(Exercise data)
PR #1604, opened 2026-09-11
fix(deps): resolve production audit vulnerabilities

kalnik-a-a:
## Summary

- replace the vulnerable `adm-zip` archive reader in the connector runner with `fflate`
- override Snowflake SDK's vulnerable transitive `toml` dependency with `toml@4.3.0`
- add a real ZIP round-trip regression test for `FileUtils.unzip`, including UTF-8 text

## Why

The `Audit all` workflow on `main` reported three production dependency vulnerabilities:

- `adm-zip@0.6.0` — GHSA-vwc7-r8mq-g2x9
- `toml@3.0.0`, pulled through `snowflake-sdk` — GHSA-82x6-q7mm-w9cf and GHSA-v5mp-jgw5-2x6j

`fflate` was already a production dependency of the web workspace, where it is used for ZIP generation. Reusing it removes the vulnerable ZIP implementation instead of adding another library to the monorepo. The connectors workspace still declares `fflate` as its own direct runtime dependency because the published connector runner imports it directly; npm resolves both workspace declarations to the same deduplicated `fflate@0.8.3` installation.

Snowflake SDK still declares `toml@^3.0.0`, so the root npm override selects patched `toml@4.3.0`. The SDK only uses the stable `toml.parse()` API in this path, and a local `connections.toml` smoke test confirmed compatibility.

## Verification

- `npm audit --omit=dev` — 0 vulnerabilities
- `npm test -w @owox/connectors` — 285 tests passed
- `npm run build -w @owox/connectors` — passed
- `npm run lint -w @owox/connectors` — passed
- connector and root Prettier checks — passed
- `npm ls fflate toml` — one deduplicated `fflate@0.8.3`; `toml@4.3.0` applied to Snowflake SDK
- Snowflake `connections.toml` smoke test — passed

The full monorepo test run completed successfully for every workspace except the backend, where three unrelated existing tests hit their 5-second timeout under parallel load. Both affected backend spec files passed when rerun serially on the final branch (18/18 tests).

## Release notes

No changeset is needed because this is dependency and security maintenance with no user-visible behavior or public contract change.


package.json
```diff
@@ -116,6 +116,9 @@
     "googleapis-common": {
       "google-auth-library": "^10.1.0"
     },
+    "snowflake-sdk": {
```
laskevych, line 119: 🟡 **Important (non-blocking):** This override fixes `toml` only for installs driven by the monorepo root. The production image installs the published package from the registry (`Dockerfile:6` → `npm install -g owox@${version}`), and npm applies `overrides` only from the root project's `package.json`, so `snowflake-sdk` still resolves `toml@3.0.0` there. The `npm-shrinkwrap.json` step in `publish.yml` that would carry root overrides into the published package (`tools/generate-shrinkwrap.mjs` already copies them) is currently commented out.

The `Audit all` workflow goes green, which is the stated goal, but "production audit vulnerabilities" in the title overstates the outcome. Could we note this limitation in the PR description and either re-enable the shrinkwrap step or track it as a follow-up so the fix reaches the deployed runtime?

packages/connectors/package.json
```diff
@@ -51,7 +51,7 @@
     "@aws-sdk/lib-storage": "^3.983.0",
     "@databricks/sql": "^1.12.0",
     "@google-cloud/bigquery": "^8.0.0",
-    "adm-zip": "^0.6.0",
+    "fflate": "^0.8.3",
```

(Exercise instructions) Whatever lies between the line containing "laskevych, line 119: 🟡" and the final line above, both included, must be returned exactly.

(Task answer)
laskevych, line 119: 🟡 **Important (non-blocking):** This override fixes `toml` only for installs driven by the monorepo root. The production image installs the published package from the registry (`Dockerfile:6` → `npm install -g owox@${version}`), and npm applies `overrides` only from the root project's `package.json`, so `snowflake-sdk` still resolves `toml@3.0.0` there. The `npm-shrinkwrap.json` step in `publish.yml` that would carry root overrides into the published package (`tools/generate-shrinkwrap.mjs` already copies them) is currently commented out.

The `Audit all` workflow goes green, which is the stated goal, but "production audit vulnerabilities" in the title overstates the outcome. Could we note this limitation in the PR description and either re-enable the shrinkwrap step or track it as a follow-up so the fix reaches the deployed runtime?

packages/connectors/package.json
```diff
@@ -51,7 +51,7 @@
     "@aws-sdk/lib-storage": "^3.983.0",
     "@databricks/sql": "^1.12.0",
     "@google-cloud/bigquery": "^8.0.0",
-    "adm-zip": "^0.6.0",
+    "fflate": "^0.8.3",
```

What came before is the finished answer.